Vor ein paar Jahren lud mich A. ein, sie, ihre Mutter und ihre Tochter im Osten bei Dnepropetrowsk zu besuchen. A. lebte seit Jahren zur Untermiete bei meiner Freundin, als Wirtschaftswissenschaftlerin versuchte sie in Wien eine adäquate Arbeitsstelle zu finden. Aber sie bekam nur kurzfristige Visa, landete dauernd in dubiosen Ausbeutungsjobs bei russischen Geschäftsleuten. Ihre Tochter, die ihre Mutter in der Ukraine großzog, sah sie ein Mal im Jahr. Sie schwärmte von dem alten Haus auf dem Land, dem großen Garten mit den Obstbäumen und von gewaltigen Honigtöpfen wie in Bärenbilderbüchern. Sie zeigte mir Fotos von der Großmutter mit Kopftuch vor einem selbstgebackenen Kuchen, auch diese Großmutter und ihr Kuchen schauten aus wie aus einem alten Bilderbuch, es hätte ein russisches sein können. Zuhause sprach A. wie die meisten im Osten russisch, sie hatte große Sympathien für Russland, betonte aber Ukrainerin zu sein und nicht die geringste Lust auf Putins Reich zu haben. Nur leben wollte sie in der immer aussichtsloseren Armut nicht mehr. Sie versuchte Jobs in London oder Brüssel zu finden, erwog Luxemburg. Vor fünf Jahren ging sie nach Griechenland, wir hatten nur noch wenig Kontakt. Die Reise in die Ukraine hatte es nur im Kopf gegeben.

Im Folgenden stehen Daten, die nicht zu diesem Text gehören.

PR #5417, opened 2026-06-20
offload: Complete removal of libxstream from mempool

oschuett:
This completes the removal of libxstream from the mempool that was started by #5406.

~~This rolls back all the changes in `src/offload/` from #5343.~~

### DIFF
--- a/src/offload/offload_library.c
+++ b/src/offload/offload_library.c
@@ -98,15 +98,14 @@ int offload_get_chosen_device(void) { return chosen_device_id; }
  * \author Ole Schuett
  ******************************************************************************/
 void offload_activate_chosen_device(void) {
-  if (chosen_device_id < 0) {
-    return;
-  }
 #if defined(__OFFLOAD_CUDA)
   OFFLOAD_CHECK(cudaSetDevice(chosen_device_id));
 #elif defined(__OFFLOAD_HIP)
   OFFLOAD_CHECK(hipSetDevice(chosen_device_id));
 #elif defined(__OFFLOAD_OPENCL)
-  OFFLOAD_CHECK(libxstream_device_set_active(chosen_device_id));
+  if (chosen_device_id >= 0) {
+    OFFLOAD_CHECK(libxstream_device_set_active(chosen_device_id));
+  }
 #endif
 }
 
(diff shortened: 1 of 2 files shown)


Growl1234:
CC: @hfp

Maybe, it's worth adding an OpenCL tester in the future.

oschuett:
Yes, if we had tests for everything that would be a totally different story. I'm just really worried that one of the various changes to the memory management will break us on LUMI. I also contemplated de-risking the code, but I concluded that we'd just end up in an even more ill-defined stated than we are already due to #5406.

But maybe I'm overreacting here? @mtaillefumier, what do you think?

mtaillefumier:
I will run the regtests on AMD GPU for consistency.

mtaillefumier:
> Yes, if we had tests for everything that would be a totally different story. I'm just really worried that one of the various changes to the memory management will break us on LUMI. I also contemplated de-risking the code, but I concluded that we'd just end up in an even more ill-defined stated than we are already due to #5406.
> 
> But maybe I'm overreacting here? @mtaillefumier, what do you think?

That's a safe approach. Let me compile cp2k on AMD systems and run the regtests. Doing this should answer some question. AFAIK the gpu backend for collocate/integrate does not use memory pool at all internally (only the offload buffers may).

mtaillefumier:
No failure on mi300 platform when cp2k is compiled without libxs.

hfp:
I agree, if this fixes things for yet unknown reasons, it's safer to do so prior to release. It only motivates me to find the root cause.

hfp:
Do we have a list (not necessary complete) of CI-tests that failed with the original code?

oschuett:
> Do we have a list (not necessary complete) of CI-tests that failed with the original code?

The problem showed up when running the regtests with `--keepalive`. So it was probably an issue with re-initializing the libxstream. However, I'd really prefer to improve the mempool implementation in CP2K instead of maintaining two code paths.

hfp:
> > Do we have a list (not necessary complete) of CI-tests that failed with the original code?
> 
> The problem showed up when running the regtests with `--keepalive`. So it was probably an issue with re-initializing the libxstream. However, I'd really prefer to improve the mempool implementation in CP2K instead of maintaining two code paths.

Yes, the idea was to use libxstream as a vehicle and (selectively) adopt changes going forward.

oschuett:
> Yes, the idea was to use libxstream as a vehicle and (selectively) adopt changes going forward.

I think, for experimentation a separate git branch would be more appropriate. Otherwise we a) have to maintain two code paths and b) your libraries start to feature creep beyond their original scope:

- libxsmm + libxs = multiply small matrices
- libxstream = OpenCL runtime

Vor kurzem antwortete sie mir auf Facebook, sie wäre bei der Familie in der Ukraine, es würde geschossen, nachts wären sie im Keller. Dann, dass sie zum Bruder in die Stadt geflüchtet wären und am nächsten Morgen zur Grenze aufbrechen würden. Gerade erfahre ich, dass sie in Polen sind. Meine Freundin wartet auf sie, sie kann ihr kleines Zimmer wieder beziehen, diesmal zu dritt, mit Mutter und Tochter.

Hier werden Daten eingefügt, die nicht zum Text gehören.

PR #5418, opened 2026-06-21
Fix MKL target selection for Intel-threaded BLAS

Growl1234:
PR #5343 made `intel-thread` the default BLAS threading mode for Intel compilers. However, FindMKL only creates `seq`, `omp`, and `tbb` target variants, while `intel-thread` was incorrectly mapped to the non-existent `intel` suffix. This PR maps all OpenMP-backed MKL modes, including `intel-thread`, to the existing `omp` target variant.


Growl1234:
The regtest errors in Intel tester is expected to me, though I don't know why they are not working now...

PR #5419, opened 2026-06-21
Use pdbg for Rawhide tester

Growl1234:
Switch Rawhide testers to `pdbg` so more problems regarding newest GCC could be exposed and tracked. All errors on Rawhide testers could be expected failure.


mkrack:
> * Rename `spack-pamp-gcc15` to `spack-psmp` in consistent with existing `spack-ssmp`, `spack-ssmp-static`, `spack-openmpi-psmp` etc. because GCC-15 is the default compiler of Ubuntu 26.04.

I suggest keeping the GCC version in the tester name. I recently added it to the `spack_psmp` tester on purpose after the Ubuntu 24.04 to 26.04 update. Because the default GCC version changes with each Ubuntu release, explicitly including it prevents it from becoming a moving target.

Growl1234:
With Rawhide debug testers, many warnings are treated as errors, such as `-Werror=deprecated-openmp` and `-Werror=character-truncation`. Moreover `liblsan` needs to be installed seperately through `dnf`.

cmake/CompilerConfiguration.cmake
```diff
@@ -82,19 +82,27 @@ add_compile_options(
 )
 
 # Debug
+
+# TODO: Replace deprecated MASTER constructs with MASKED (only available since
```
oschuett, line 86: Should we open tracking issues for this TODO and the FIXME below?

Growl1234: Opened: #5426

Ich trinke Kaffee aus meiner ukrainischen Tasse. Leider kaufte ich sie nicht in der Ukraine, sondern auf einem Wiener Ostermarkt. Sie ist blau und bauchig, in allen möglichen Himmelfahrtsfarben, mit Häusern, bunt und lebendig wie bei Chagall. Ich entdecke einen großen Sprung, der quer durch sie geht.